The National Crime Agency has opened an investigation into Arron Banks over alleged offences committed at the 2016 EU referendum. 


Who is Arron Banks?

  • Mr Banks is a prominent insurance tycoon, based in Bristol. 
  • A close friend and supporter of Nigel Farage, Mr Banks was a Conservative supporter until 2014 before switching allegiance to UKIP. 
  • It is claimed that Banks is one of the biggest political donors in UK history, having thought to have donated to the leave campaign. 
  • In particular, he gave £9.6m Leave.EU., which he helped co-found, and UKIP. 


The allegations of wrongdoing relate specifically to the donations Mr Banks made. 

The crime watchdog said it believes Mr Banks was not the “true source” of loans to the leave campaign and suggested that the money had come from “impermissible sources”.

Under UK law, loans and donations to registered campaigners can only come from permissible sources. This excludes overseas or foreign funding, a topic particularly relevant since suggestions of recent Russian interference in US and UK elections. The law was introduced in 2000 by the Labour Government after a series of scandals.

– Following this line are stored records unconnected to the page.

PR #7236, opened 2025-08-19
Virtual tools move 2

uinstinct:
## Description

Make system message tools on by default and use whenever native tools are absent.

closes https://github.com/continuedev/continue/pull/7096

resolves CON-3262

## AI Code Review

## Checklist

## Tests

### DIFF
--- a/gui/src/redux/selectors/selectUseSystemMessageTools.ts
+++ b/gui/src/redux/selectors/selectUseSystemMessageTools.ts
@@ -1,4 +1,5 @@
 import { shouldAutoEnableSystemMessageTools } from "core/config/shouldAutoEnableSystemMessageTools";
+import { modelSupportsNativeTools } from "core/llm/toolSupport";
 import { selectSelectedChatModel } from "../slices/configSlice";
 import { RootState } from "../store";
 
@@ -30,6 +31,11 @@ export function selectUseSystemMessageTools(state: RootState): boolean {
   // If auto-detection has a preference, use it (takes priority)
   if (autoSetting !== undefined) {
     return autoSetting;
+  }
+
+  // For native supported models, use native tools
+  if (modelSupportsNativeTools(selectedModel)) {
+    return false;
   }
 
   // If no auto-preference, use manual setting or default to false
--- a/gui/src/pages/config/UserSettingsForm.tsx
+++ b/gui/src/pages/config/UserSettingsForm.tsx
@@ -93,7 +93,7 @@ export function UserSettingsForm() {
   const enableExperimentalTools =
     config.experimental?.enableExperimentalTools ?? false;
   const onlyUseSystemMessageTools =
-    config.experimental?.onlyUseSystemMessageTools ?? false;
+    config.experimental?.onlyUseSystemMessageTools ?? true;
   const codebaseToolCallingOnly =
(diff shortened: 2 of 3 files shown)


RomneyDa (changes requested):
@uinstinct 
If someone sets onlyUseSystemMessageTools = true, it should not use native tools, whether the model supports it or not. The setting should be default to false, but system message tools should _always_ serve as a fallback for native tools.

i.e.
onlyUseSMTools = true + supports native tools  => use SM tools
onlyUseSMTools = false + supports native tools  => use Native tools
onlyUseSMTools = true + does not support native tools  => use SM tools
onlyUseSMTools = false + does not support native tools  => use SM tools

the current exception is openrouter, but we should probably rearrange to just say openrouter for the given models doesn't support native tools, the logic is redundant

gui/src/redux/selectors/selectUseSystemMessageTools.ts
```diff
@@ -32,6 +34,11 @@ export function selectUseSystemMessageTools(state: RootState): boolean {
     return autoSetting;
   }
 
+  // when model does not support native tools, use system message tools
```
RomneyDa: @uinstinct if manualSetting is false, should return false whether native tools is supported or not

uinstinct: > onlyUseSMTools = false + does not support native tools => use SM tools

If we do that, we would be eventually using the older implementation

RomneyDa (changes requested):
@uinstinct this looks great! I think just need to add the supportsTools false to openrouter in tool support (besides claude/kimi)

gui/src/redux/thunks/streamNormalInput.ts
```diff
@@ -151,8 +150,12 @@ export const streamNormalInput = createAsyncThunk<
     const supportsNativeTools = modelSupportsNativeTools(selectedChatModel);
 
     // Use the centralized selector to determine if system message tools should be used
-    const useSystemTools = selectUseSystemMessageTools(state);
+    let useSystemTools =
```
RomneyDa:
```suggestion
    const useNativeTools = state.config.config.experimental?.onlyUseSystemMessageTools ? false : modelSupportsNativeTools(selectedChatModel)
```

RomneyDa: can clean up logic significantly, remove `useSystemtools` etc.

core/llm/toolSupport.ts
```diff
@@ -248,9 +248,14 @@ export const PROVIDER_TOOL_SUPPORT: Record<string, (model: string) => boolean> =
...
-        ["vision", "math", "guard", "mistrallite", "mistral-openorca"].some(
-          (part) => model.toLowerCase().includes(part),
-        )
+        [
+          "vision",
+          "math",
+          "guard",
+          "mistrallite",
+          "mistral-openorca",
+          "claude",
```
RomneyDa: should return true for claude I think?

uinstinct: apologies. corrected now!

RomneyDa (dismissed):

RomneyDa (dismissed):

RomneyDa (approved):

PR #7128, opened 2025-08-13
fix: pass no proxy hosts in IntelliJ Plugin

vldF:
## Description

After https://github.com/continuedev/continue/pull/6752, some users met issues with connection (probably, https://github.com/continuedev/continue/issues/7092 and https://github.com/continuedev/continue/issues/7081). This fix passes proxy exceptions from IntelliJ Idea settings to the binaries.

## AI Code Review

- **Team members only**: AI review runs automatically when PR is opened or marked ready for review
- Team members can also trigger a review by commenting `@continue-review`

## Checklist

- [X] I've read the [contributing guide](https://github.com/continuedev/continue/blob/main/CONTRIBUTING.md)
- [X] The relevant docs, if any, have been updated or created
- [X] The relevant tests, if any, have been updated or created

## Test

You need to disable TCP transport if you would like to run the plugin from sources. See https://github.com/continuedev/continue/pull/6752

PR #7238, opened 2025-08-19
fix: sanitize proxy settings + add NO_PROXY support + add unit tests

exigow:
Previously, proxy settings parsing was very _"garbage-in, garbage-out"_ and since the HttpConfigurable class was written in Java, some settings could be null. We didn’t guard against that and simply concatenated proxy + port, which sometimes produced invalid values like `null:8080`.

The implementation has been updated to sanitize + skip entries that cannot be used as env vars. In the worst case, the result is simply an empty map and the process env vars are unaffected.

Co-author: @vldF
Related to: https://github.com/continuedev/continue/pull/7128
    

---

## Summary by cubic
Sanitize IntelliJ proxy settings and add NO_PROXY support so the Continue binary gets valid env vars and respects proxy exceptions. Adds unit tests for enabled/disabled/null/blank cases.

- **Bug Fixes**
  - Validate PROXY_HOST and skip null/blank to avoid values like "null:8080".
  - When proxy is disabled, return an empty env map so process env stays unchanged.

- **New Features**
  - Forward IntelliJ proxy exceptions as NO_PROXY.
  - Use toContinueEnvVars() to set HTTP_PROXY and NO_PROXY together.

### DIFF
--- a/extensions/intellij/src/main/kotlin/com/github/continuedev/continueintellijextension/continue/process/ContinueBinaryProcess.kt
+++ b/extensions/intellij/src/main/kotlin/com/github/continuedev/continueintellijextension/continue/process/ContinueBinaryProcess.kt
@@ -1,8 +1,8 @@
 package com.github.continuedev.continueintellijextension.`continue`.process
 
-import com.github.continuedev.continueintellijextension.proxy.ProxySettings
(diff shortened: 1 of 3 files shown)


vldF:
Thank you!

Patrick-Erichsen (approved):

PR #7254, opened 2025-08-20
chore: remove ids from tooltips

uinstinct:
## Description

Initially TooTips required to have an id associated with 2 elements to display it. This required 2 independent elements one with `id` and another with `data-tooltip-id`.
This PR introduces a single Tooltip which removes the usage of `id` and the displaying element can be passed as children to the tooltip

- refactors ToolTips to match new props
- keeps all of the UI and other content the same

resolves CON-3586

## AI Code Review

## Checklist

## Tests

---

## Summary by cubic
Replaced id-based tooltip wiring with a simpler, id-less API. Tooltips now wrap the trigger element and accept content directly, keeping UI and behavior the same.

- **Refactors**
  - New API: <ToolTip content="...">{trigger}</ToolTip> with auto-generated ids.
  - Removed data-tooltip-id and id usage across components.
  - Preserves existing options (place, className, style, clickable, delays).
  - Simplified helpers (e.g., InfoHover now accepts msg as a string).

- **Migration**
  - Wrap the target element with <ToolTip content="..."> instead of pairing an element with data-tooltip-id and a separate <ToolTip id>.
  - Move any previous tooltip children into the content prop.
  - Update InfoHover to pass msg as a string.

### DIFF
--- a/gui/src/components/AcceptRejectDiffButtons.tsx
+++ b/gui/src/components/AcceptRejectDiffButtons.tsx
@@ -58,33 +58,31 @@ export default function AcceptRejectAllButtons({
       className="flex flex-row items-center justify-evenly gap-3 px-3"
       data-testid="accept-reject-all-buttons"
     >
-      <button
-        className="text-foreground flex cursor-pointer flex-row flex-wrap justify-center gap-1 border-none bg-transparent p-0 text-xs opacity-80 hover:opacity-100 hover:brightness-125"
-        onClick={() => handleAcceptOrReject("rejectDiff")}
-        data-testid="edit-reject-button"
-        data-tooltip-id="reject-shortcut"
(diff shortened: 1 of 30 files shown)


tomasz-stefaniak (commented):
Just a sanity check - have you verified that this doesn't change the layout? It could, result in a slightly different HTML and alignment issues, I want to make sure it's been visually inspected before merging.

uinstinct:
> Just a sanity check - have you verified that this doesn't change the layout? It could, result in a slightly different HTML and alignment issues, I want to make sure it's been visually inspected before merging.

Yes! I checked most of them including simple ones, nested divs inside tooltips, hidden properties, clickables, etc. 
All seem to be working fine!

tingwai (approved):
Reviewed together with @uinstinct!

Mr Banks has denied any wrongdoing, but nevertheless welcomed the investigation. He said that he was “confident” that a “full and frank investigation” would “end the ludicrous allegations”. He claimed also that the Electoral Commission was acting under “intense pressure” from anti-Brexit supporters. 

MPs have responded to the investigation. Labour MP Stephen Kinnock said that public trust in the source of political donations was “bigger than Brexit”. In response to the notion that the referendum should be rerun, Mr Kinnock dismissed that there was a “natural connection” between the allegations and calling for a rerun. He suggested rather, increased focus on holding Mr Banks to account. 

However, SNP MP Kirsty Blackman said that if people were found to be breaking the law, then there is cause to “look at the possible validity of the results”.

If the allegations turn out to be true, it does raise important questions as to whether or not the leaver campaign overall was benefited. More importantly, if any benefit was found, it would be important to determine how far the final result was influenced by funding wrongly received in comparison to had the donations not been made. In particular, £2.9m of this money directly funded referendum spending.